Use results from previous tests to inform shrinks #401

PeterRugg · 2024-05-13T16:45:55Z

This is a somewhat esoteric feature: it might just be us that want it, but thought I'd ask because it seems like it might be simple to add.

We're using quickcheck to compare hardware implementations (https://github.com/CTSRD-CHERI/QuickCheckVEngine/), and would like to use the outputs from runs to decide how to shrink.

To be more specific: we generate a test, which is a sequence of instructions, we call out to the hardware implementations that annotate the sequences of instructions with the results from running the instructions, then we check that the annotations match.

It would be cool if we could input the annotated traces into the shrink function, rather than the unannotated ones. I believe this could be achieved by providing a slightly different API that splits up the annotation of a test from evaluating whether it was a pass or fail, i.e. a version of forAllShrink with the type changed from:

forAllShrink :: (Show a, Testable prop) => Gen a -> (a -> [a]) -> (a -> prop) -> Property

to

forAllShrink :: (Show a, Testable prop) => Gen a -> (a -> b) -> (b -> [a]) -> (b -> prop) -> Property

I'd be interested to hear if you have any thoughts on how tricky this would be (possibly complicated by b being an IO) and whether we've missed a way to do it using the existing API.

Thanks for maintaining a great library!

The text was updated successfully, but these errors were encountered:

Rewbert · 2024-05-13T17:16:17Z

Hi Peter!

I believe you can hack this together using existing features, even if it might seem a bit contrived :) It seems that you would want to decouple generation and shrinking. This is something that I've done myself a few times, and I know that my advisor has also run into this several times. I am not sure what a good combinator for this would look like, even if I know that there is room for one.

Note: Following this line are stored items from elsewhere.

PR #102, opened 2016-01-12
Fix code example in README.md

latentflip:
Was just missing a couple of commas so it wouldn't run when I copy-pasted.


zeke:
LGTM

ashleygwilliams:
great! i'm looking at redo-ing marky's docs (take them out of the readme and into a webpage of some sort) thanks for this!

Issue #48, opened 2015-05-04
README h1s not stripped for scoped packages


sindresorhus:
https://www.npmjs.com/package/@sindresorhus/df

Not sure why. Maybe because of the short header.

zeke:
Are you saying you expected the `# df` H1 line from your readme to be hidden?

sindresorhus:
Yes

ashleygwilliams:
Adding this to `5.7`.

revin:
Is it because the scope name wrecks the [similarity calculation](https://github.com/npm/marky-markdown/blob/master/lib/packagize.js#L14-L15)? I've got a change locally that also tests the similarity of the H1 to the package name sans scope, but I'm having trouble finding any other scoped packages in the NPM registry to test against. @ashleygwilliams do you know how I can get a list of a few?

ashleygwilliams:
ooh @revin i think you are on to something there. p sure that is :100: it.
here's another example: https://www.npmjs.com/package/@aredridel/redis-mock

ashleygwilliams:
@sindresorhus think we've found the source of the issue. ideally the fix will ship with 7.0.0 and be on npmjs.com shortly after.

revin:
Thanks @ashleygwilliams, that helped. PR is #103, tiny update ftw I guess 😜

ashleygwilliams:
fixed in https://github.com/npm/marky-markdown/pull/103, closing

PR #103, opened 2016-01-12
Ignore package scope when calculating header/name similarity

revin:
I think the issue in #48 is that the similarity checker has no knowledge of scoped package names. If we add a line of code that does a regex match to filter out anything between a leading `@` and the first `/` (is that logic correct? Please double check my assumptions), then the packagizer code correctly applies `class='package-name-redundant'` to the generated H1.

I tested this against [@sindresorhus/df](https://www.npmjs.com/package/@sindresorhus/df) and [@aredridel/redis-mock](https://www.npmjs.com/package/@aredridel/redis-mock).

### DIFF
--- a/lib/packagize.js
+++ b/lib/packagize.js
@@ -12,6 +12,7 @@ var packagize = module.exports = function ($, pkg) {
   var h1 = $('h1').first()
   if (
     similarity(pkg.name, h1.text()) > 0.6 ||
+    similarity(pkg.name.replace(/^@[^\/]+\//, ''), h1.text()) > 0.6 || // filter out scope name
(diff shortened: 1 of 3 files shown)


ashleygwilliams:
this is great, but i'm confused as to why your PRs aren't getting run on travis. investigating.

revin:
whoops, if there's something I need to do differently, please let me know 😕

ashleygwilliams:
could you try pushing an empty commit to this? want to see if what i just did fixed it

ashleygwilliams:
THERE WE GO. feel free to rebase that out now :)

revin:
WOO! :+1:

ashleygwilliams:
looks great, merging!

PR #106, opened 2016-01-13
Update to lodash 4.0, handle its breaking changes

revin:
Apologies if I'm pushing ahead too quickly on this, but greenkeeper reported in #105 that switching to lodash 4 breaks the build; turns out all we need to do is call `_.pickBy()` rather than `_.pick()` when we're resolving languages in the code highlighting stuff.

### DIFF
--- a/lib/render.js
+++ b/lib/render.js
@@ -62,7 +62,7 @@ function scopeNameFromLang (highlighter, lang) {
 
   if (mappings[lang]) return mappings[lang]
 
-  var grammar = _.pick(highlighter.registry.grammarsByScopeName, function (val, key) {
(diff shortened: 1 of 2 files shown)


ashleygwilliams:
same travis issue here. push an empty commit or something else and rebase to trigger it.

revin:
Hmm, I did, and the Travis info appeared here, but then it went away when I rebased. Does it break if I do it too quickly?

revin:
Maybe it had to do with the way I rebased. Straight up deleting the empty commit seemed to stop the CI build, but squashing it worked OK...?

ashleygwilliams:
i think someone messed with marky's travis settings :/ i found them changed when i went in just now.

ashleygwilliams:
ok, this looks great, merging.

PR #292, opened 2016-11-20
use octicon octicon-link instead of deep-link-icon

### LINKED ISSUE #291: use `octicon octicon-link` instead of `deep-link-icon`
because GH

ashleygwilliams:
fixes #291


revin:
✨🐬✨

PR #293, opened 2016-11-20
add `aria-hidden=true` to adding headings

### LINKED ISSUE #290: add `aria-hidden=true` to deeplinks
GitHub does this, so we should do this.

(GHDTSWSDT)

ok yeah that acronym isn't great. lol.

ashleygwilliams:
fixes #290

### DIFF
--- a/lib/plugin/heading-links.js
+++ b/lib/plugin/heading-links.js
@@ -49,6 +49,7 @@ var headings = module.exports = function (md, options) {
       // add some link attributes
       linkOpen.attrSet('id', headings.prefix + postfix)
       linkOpen.attrSet('class', headings.className)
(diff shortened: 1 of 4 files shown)


ashleygwilliams:
tests are not passing and i'm not sure why right now, ~work in progress~

ashleygwilliams:
had to fix sanitize. this is read for review now

revin:
Nice! Although #289 changes `deep-link` to `anchor` so I guess we need to change these tests for that now since I just merged the other one.

ashleygwilliams:
@revin yeah i can fix that

ashleygwilliams:
OK! @revin this should be good now

PR #299, opened 2016-11-20
allow style attr on img tag

### LINKED ISSUE #298: do not strip `style` attr from `img` tag
GHDSWS

(github doesn't so we shouldn't)

ashleygwilliams:
fixes #298


revin:
aw yeah you're the best 🎷🐡

PR #307, opened 2016-11-22
Zip together markdown and HTML heading tests

### LINKED ISSUE #301: what is the difference between `test/headings` and `test/html-headings`
it's not clear to me and i def wrote some redundant tests in my recent PRs, afaik

thoughts? i'd like to see this clarified or combined into a singular test file

revin:
Fixes #301


ashleygwilliams:
really love this! thank you

PR #308, opened 2016-11-23
Replace github paths in `html_inline` links/images

### LINKED ISSUE #304: need inline-html rule for the `github` plugin
currently, `github` doesn't work for img/links written in inline html

revin:
Fixes #304

### DIFF
--- a/lib/plugin/github.js
+++ b/lib/plugin/github.js
@@ -5,6 +5,43 @@ var gh = require('github-url-to-object')
 var URL = require('url')
 var path = require('path')
 
+function buildImageUrl (repository, url) {
+  var prefix = 'https://raw.githubusercontent.com/'
+  return prefix + path.join(repository.user, repository.repo, 'master', url.href)
+}
+
+function buildLinkUrl (repository, url) {
+  return repository.https_url + path.join('/blob/master/', url.href)
+}
+
+// search the provided HTML snippet and rewrite the attribute on the given tag
+// using the repository object provided
+function replaceTagAttribute (html, tag, attribute, buildUrl, repository) {
+  // look for the attribute's value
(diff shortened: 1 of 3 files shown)


lib/plugin/github.js
```diff
@@ -54,4 +82,23 @@ module.exports = function (md, opts) {
...
     }
   }
+
+  // rewrite image locations in inline HTML to be fully qualified github URLs
+  var originalHtmlInlineRule = md.renderer.rules.html_inline
+  md.renderer.rules.html_inline = function (tokens, idx, options, env, self) {
+    var content = tokens[idx].content
+    var repoPath = path.join(repo.user, repo.repo, 'master')
+    var imageBaseUrl = 'https://raw.githubusercontent.com/' + repoPath
+    var newHtml
```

The trick is to install a monitor! Here is my pseudocode trying to illustrate what I envision.

instance Arbitrary AnnotatedTrace where
  gen = error "we don't need this, I think?"

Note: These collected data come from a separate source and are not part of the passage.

PR #313, opened 2016-11-24
Don't needlessly escape characters in regular expressions

### LINKED ISSUE #312: Unnecessarily escaped characters in regular expressions break our build
Per #311, the eslint `no-useless-escape` rule stops our build from completing due to a few places where we're escaping characters unnecessarily.

revin:
Fixes #312


revin:
Merging this because it's causing greenkeeper to fail on everything

PR #316, opened 2016-12-01
Update to markdown-it 8.2 and remove our table escaping rule

revin:
The resolution of [markdown-it/markdown-it@303](https://github.com/markdown-it/markdown-it/issues/303) makes our table code escaping rule obsolete, so here's a PR to update to markdown-it 8.2 and remove the unnecessary code


ashleygwilliams:
this is pretty awesome.

PR #322, opened 2017-01-03
Add html_block github image/link replacer

### LINKED ISSUE #320: package images failing to load
We got a report that this logo image on the `kaiser-crawler` package page is not loading: 
https://www.npmjs.com/package/kaiser-crawler

screen shot 2017-01-03 at 11 49 43 am

@ashleygwilliams suggested this was a bug in marky and could (probably) be fixed shortly, thanks for looking!

revin:
Fixes #320 by also scanning `html_block` tokens for links & images to rewrite with GitHub URLs

### DIFF
--- a/lib/plugin/github.js
+++ b/lib/plugin/github.js
@@ -18,7 +18,7 @@ function buildLinkUrl (repository, url) {
 // using the repository object provided
 function replaceTagAttribute (html, tag, attribute, buildUrl, repository) {
   // look for the attribute's value
-  var regex = new RegExp('^<\\s*' + tag + '[^>]*\\b' + attribute + '\\s*=\\s*', 'i')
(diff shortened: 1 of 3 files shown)


lib/plugin/github.js
```diff
@@ -18,7 +18,7 @@ function buildLinkUrl (repository, url) {
 // using the repository object provided
 function replaceTagAttribute (html, tag, attribute, buildUrl, repository) {
   // look for the attribute's value
-  var regex = new RegExp('^<\\s*' + tag + '[^>]*\\b' + attribute + '\\s*=\\s*', 'i')
+  var regex = new RegExp('<\\s*' + tag + '[^>]*\\b' + attribute + '\\s*=\\s*', 'i')
```
revin: This regex was originally anchored at `^` because in `html_inline` tokens, the inline tags always start at the beginning of the token content. But with `html_block` we might have a whole set of complex markup, so we can't do that for those.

  shrink trace = -- this is a good shrinker, working on annotated traces!

prop_good_shrink :: AnnotatedTrace -> Property
prop_good_shrink trace =  -- check the property on this trace. Presumably this logic is somewhere in your code
                          -- now your good shrinker can take over

-- when you run this property, remove the shrinker for the unannotated trace
-- e.g. call forAll instead of forAllShrink
prop = forAll trace $ \unannotated_trace -> do
  ...
  ...
  annotated <- some_call unannotated_trace -- your hardware is annotating the trace here
  ...
  monitor $ whenFail $ do
    -- in here you can write code that is run once after shrinking,
    -- but since we called forAll, we will call this immediately when the bug is found.
    --
    -- Here, call QC recursively! Invoke another property that operates on annotated traces,
    -- and just fails immediately and shrinks it
    quickCheck $ withMaxSuccess 1 $ prop_good_shrink annotated
  --
  assert $ do_your_test_here -- monitor has to be installed before the assertion

Rewbert · 2024-05-13T17:16:34Z

I can expand on this answer tomorrow if needed :)

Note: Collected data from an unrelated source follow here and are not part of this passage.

PR #323, opened 2017-01-03
Enforce that if options are passed, they must be an object

### LINKED ISSUE #321: assert that options is an object
I ran into an issue recently where I was accidentally passing in a string for options rather than an object; rather than exploding, this resulted in an instance of marky that seemed to have no defaults enabled.

I think better behavior would be an assert.

revin:
Fixes #321.

### DIFF
--- a/index.js
+++ b/index.js
@@ -1,4 +1,5 @@
 var defaults = require('lodash.defaults')
+var isPlainObj = require('is-plain-obj')
 var render = require('./lib/render')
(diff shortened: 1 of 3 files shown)


revin:
Here's a browserify friendly non-`assert` way of handling the `options` object, which may or may not be acceptable given our overall goals.

ashleygwilliams:
this is awesome woo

MaximilianAlgehed · 2024-05-14T07:35:10Z

Another way of doing this user-side that doesn't add any maintainance burden to QuickCheck is to introduce a type data WithAnnotation a b = WithAnnotation { val :: a, ann :: b }. Here you could do something like this (I haven't type checked, but I think the idea is roughly right):

data WithAnnotation a b = WithAnnotation { val :: a, ann : b }

mkAnn :: (a -> b) -> a -> WithAnnotation a b
mkAnn ann a = WithAnnotation a (ann a)

forAllShrink' :: ... => Gen a -> (a -> b) -> (b -> [a]) -> (b -> prop) -> Property
forAllShrink' gen annotate shr prop =
  forAllShrink (mkAnn annotate <$> gen)
                      (map (mkAnn annotate) . shr . ann)
                      (prop . ann)

But the thing I'm more curious about now is what the point of ever materializing the [a] is? You could just do this all in the annotated b world.

PeterRugg · 2024-05-14T10:05:58Z

Thank you both for the quick responses!

I think what @Rewbert suggested could be the most pragmatic way forwards! The sad thing is that shrinking will likely change the behaviour of the test, and so make the annotations outdated once one or two shrinks have happened, but it's possible this isn't too important in practice.

I think @MaximilianAlgehed's suggestion would work, except that we need to do IO to get the annotations (calling out over TCP sockets to simulated hardware).

But the thing I'm more curious about now is what the point of ever materializing the [a] is? You could just do this all in the annotated b world.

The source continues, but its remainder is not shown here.